■ Instructions to follow: If "plugins" shows up in a line of the material, return that line.

■ Working data:
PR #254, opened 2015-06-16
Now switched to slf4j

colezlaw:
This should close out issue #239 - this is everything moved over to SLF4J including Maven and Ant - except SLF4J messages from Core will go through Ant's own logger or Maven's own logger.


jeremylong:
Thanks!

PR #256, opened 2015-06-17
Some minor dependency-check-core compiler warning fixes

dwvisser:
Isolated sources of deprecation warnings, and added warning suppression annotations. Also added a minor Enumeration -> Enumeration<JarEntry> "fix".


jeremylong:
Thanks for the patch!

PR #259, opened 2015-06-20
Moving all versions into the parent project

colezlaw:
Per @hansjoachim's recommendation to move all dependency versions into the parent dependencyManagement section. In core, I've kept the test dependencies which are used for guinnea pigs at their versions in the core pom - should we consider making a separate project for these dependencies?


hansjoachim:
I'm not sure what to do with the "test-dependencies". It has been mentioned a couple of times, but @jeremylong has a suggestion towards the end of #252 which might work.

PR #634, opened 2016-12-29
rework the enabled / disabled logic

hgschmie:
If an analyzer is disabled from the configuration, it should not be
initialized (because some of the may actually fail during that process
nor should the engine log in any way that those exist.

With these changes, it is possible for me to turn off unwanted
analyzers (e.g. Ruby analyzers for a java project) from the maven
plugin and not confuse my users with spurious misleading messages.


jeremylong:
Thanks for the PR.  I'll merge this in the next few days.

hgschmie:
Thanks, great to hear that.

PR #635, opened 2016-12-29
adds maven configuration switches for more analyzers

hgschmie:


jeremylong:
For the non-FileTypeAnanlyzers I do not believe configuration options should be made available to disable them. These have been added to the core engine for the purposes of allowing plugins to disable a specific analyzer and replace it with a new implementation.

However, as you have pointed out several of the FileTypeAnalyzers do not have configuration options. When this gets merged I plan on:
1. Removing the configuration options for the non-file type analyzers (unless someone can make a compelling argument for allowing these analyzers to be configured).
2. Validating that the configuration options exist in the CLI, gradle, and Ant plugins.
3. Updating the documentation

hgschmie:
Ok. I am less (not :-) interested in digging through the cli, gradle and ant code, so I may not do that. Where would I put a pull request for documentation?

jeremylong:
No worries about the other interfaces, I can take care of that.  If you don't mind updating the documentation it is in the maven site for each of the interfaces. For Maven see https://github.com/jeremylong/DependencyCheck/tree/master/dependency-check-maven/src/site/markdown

---

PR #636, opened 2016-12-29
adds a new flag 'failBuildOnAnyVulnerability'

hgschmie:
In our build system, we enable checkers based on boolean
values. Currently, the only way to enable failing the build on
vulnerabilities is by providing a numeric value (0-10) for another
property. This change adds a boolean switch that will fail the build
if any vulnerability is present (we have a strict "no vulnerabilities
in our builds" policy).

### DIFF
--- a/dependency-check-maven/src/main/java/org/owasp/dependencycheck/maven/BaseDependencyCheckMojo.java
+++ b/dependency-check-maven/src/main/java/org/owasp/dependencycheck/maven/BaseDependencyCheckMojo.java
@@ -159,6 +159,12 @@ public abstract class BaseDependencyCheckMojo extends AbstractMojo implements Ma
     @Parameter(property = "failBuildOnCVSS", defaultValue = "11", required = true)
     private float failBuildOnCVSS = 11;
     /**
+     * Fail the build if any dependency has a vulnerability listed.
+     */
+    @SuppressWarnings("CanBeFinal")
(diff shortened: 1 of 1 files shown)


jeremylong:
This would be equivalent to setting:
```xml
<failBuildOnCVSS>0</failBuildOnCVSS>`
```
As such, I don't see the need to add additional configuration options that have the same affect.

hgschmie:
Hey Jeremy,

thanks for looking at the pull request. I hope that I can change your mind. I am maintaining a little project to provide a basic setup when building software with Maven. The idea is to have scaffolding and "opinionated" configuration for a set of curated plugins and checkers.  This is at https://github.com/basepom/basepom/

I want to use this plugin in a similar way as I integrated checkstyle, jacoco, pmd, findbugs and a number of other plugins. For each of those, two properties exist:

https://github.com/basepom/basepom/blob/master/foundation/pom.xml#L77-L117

---

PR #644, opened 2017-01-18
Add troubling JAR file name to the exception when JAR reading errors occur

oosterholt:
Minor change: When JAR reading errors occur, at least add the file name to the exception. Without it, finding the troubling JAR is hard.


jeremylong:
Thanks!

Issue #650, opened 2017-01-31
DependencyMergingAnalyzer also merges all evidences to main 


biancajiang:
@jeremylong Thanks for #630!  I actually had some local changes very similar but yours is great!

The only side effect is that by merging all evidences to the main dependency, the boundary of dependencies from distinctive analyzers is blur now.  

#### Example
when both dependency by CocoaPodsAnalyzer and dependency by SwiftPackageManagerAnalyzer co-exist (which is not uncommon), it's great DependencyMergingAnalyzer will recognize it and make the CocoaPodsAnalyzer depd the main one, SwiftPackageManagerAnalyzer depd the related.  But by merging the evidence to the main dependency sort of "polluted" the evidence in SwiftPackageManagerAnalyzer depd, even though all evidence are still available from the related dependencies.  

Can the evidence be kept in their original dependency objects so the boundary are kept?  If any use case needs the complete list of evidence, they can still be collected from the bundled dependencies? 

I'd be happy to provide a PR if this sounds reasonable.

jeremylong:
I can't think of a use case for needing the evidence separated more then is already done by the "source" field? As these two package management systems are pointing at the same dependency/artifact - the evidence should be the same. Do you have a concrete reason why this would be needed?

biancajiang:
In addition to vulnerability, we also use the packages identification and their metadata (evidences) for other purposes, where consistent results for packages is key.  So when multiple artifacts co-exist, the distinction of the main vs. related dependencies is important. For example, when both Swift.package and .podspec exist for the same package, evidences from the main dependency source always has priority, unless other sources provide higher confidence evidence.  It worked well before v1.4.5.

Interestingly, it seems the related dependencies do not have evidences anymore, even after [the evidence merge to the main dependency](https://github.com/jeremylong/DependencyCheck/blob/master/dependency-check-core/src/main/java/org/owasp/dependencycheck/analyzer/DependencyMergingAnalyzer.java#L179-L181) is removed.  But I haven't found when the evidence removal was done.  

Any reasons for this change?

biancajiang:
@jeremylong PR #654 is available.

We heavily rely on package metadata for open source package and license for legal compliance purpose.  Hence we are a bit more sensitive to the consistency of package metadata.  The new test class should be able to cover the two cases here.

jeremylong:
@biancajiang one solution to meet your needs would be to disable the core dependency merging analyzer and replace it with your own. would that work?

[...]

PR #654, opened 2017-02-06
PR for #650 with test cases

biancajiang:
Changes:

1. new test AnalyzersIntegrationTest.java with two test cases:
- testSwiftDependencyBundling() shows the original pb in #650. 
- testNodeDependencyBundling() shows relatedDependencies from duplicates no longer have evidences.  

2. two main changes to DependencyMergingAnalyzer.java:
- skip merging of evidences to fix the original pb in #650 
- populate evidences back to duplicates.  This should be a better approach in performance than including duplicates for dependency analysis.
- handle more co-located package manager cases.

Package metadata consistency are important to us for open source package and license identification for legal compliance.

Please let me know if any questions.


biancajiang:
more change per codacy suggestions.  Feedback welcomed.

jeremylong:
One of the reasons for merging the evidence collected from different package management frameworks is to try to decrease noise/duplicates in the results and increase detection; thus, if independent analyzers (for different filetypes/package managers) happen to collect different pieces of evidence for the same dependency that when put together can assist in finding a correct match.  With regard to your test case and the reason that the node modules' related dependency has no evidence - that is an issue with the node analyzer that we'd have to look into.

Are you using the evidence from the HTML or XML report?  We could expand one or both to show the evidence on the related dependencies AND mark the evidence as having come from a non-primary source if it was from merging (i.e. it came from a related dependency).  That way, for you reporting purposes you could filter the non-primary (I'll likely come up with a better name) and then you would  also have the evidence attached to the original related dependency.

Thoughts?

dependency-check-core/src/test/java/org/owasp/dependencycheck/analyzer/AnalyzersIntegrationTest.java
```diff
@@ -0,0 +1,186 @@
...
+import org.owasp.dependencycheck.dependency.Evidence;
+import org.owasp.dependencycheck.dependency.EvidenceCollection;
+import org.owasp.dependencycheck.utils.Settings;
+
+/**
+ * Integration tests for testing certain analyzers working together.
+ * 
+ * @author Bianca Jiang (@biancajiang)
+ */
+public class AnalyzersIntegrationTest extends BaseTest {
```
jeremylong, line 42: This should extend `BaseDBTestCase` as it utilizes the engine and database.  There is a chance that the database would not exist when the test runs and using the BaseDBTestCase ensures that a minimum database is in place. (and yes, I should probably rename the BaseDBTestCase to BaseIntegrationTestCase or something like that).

■ Expected answer:
For the non-FileTypeAnanlyzers I do not believe configuration options should be made available to disable them. These have been added to the core engine for the purposes of allowing plugins to disable a specific analyzer and replace it with a new implementation.
2. Validating that the configuration options exist in the CLI, gradle, and Ant plugins.
thanks for looking at the pull request. I hope that I can change your mind. I am maintaining a little project to provide a basic setup when building software with Maven. The idea is to have scaffolding and "opinionated" configuration for a set of curated plugins and checkers.  This is at https://github.com/basepom/basepom/
I want to use this plugin in a similar way as I integrated checkstyle, jacoco, pmd, findbugs and a number of other plugins. For each of those, two properties exist:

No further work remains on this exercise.